• _Try it_: Report every line of the data that includes "LGTM".
>>>>
PR #320, opened 2017-08-01
Don’t load the manifest in GetSignatures if the digest is known

mtrmac:
If we are supplied a digested reference, use it instead of possibly fetching the manifest.  This allows using signatures which are not protected even if the manifest is, in some situations.

To ensure consistent behavior, only do this if the reference uses the `digest.Canonical` algorithm, which has been used so far.  This could be perhaps relaxed in the future.

Note that this does not promise that GetSignatures will never need authentication—e.g. for `X-Registry-Supports-Signatures` this already depends on the server, and for the sigstore lookaside authentication
support may be added in the future.

Cc: @mfojtik

### DIFF
--- a/docker/docker_image_src.go
+++ b/docker/docker_image_src.go
@@ -206,13 +206,24 @@ func (s *dockerImageSource) GetSignatures() ([][]byte, error) {
 	}
 }
 
+// manifestDigest returns a digest of the manifest, either from the supplied reference or from a fetched manifest.
+func (s *dockerImageSource) manifestDigest() (digest.Digest, error) {
+	if digested, ok := s.ref.ref.(reference.Digested); ok {
+		d := digested.Digest()
+		if d.Algorithm() == digest.Canonical {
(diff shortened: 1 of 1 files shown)


mfojtik:
LGTM, thanks @mtrmac 

This means that using digest as part of the image pull spec will pickup that digest without manifest retrieval, right?
Also to make sure, the manifest has to be provided in order to verify the signature still right?

mtrmac:
> This means that using digest as part of the image pull spec will pickup that digest without manifest retrieval, right?

Yes, AFAICS.

> Also to make sure, the manifest has to be provided in order to verify the signature still right?

Yes.

mfojtik:
@runcom lgty? need this and context to complete the signature import for 3.6.1

runcom:
LGTM

runcom:
@mtrmac feel free to LGTM yourself and merge

mtrmac:
:+1:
<<<<
• _Answer section_:
LGTM, thanks @mtrmac 
LGTM
@mtrmac feel free to LGTM yourself and merge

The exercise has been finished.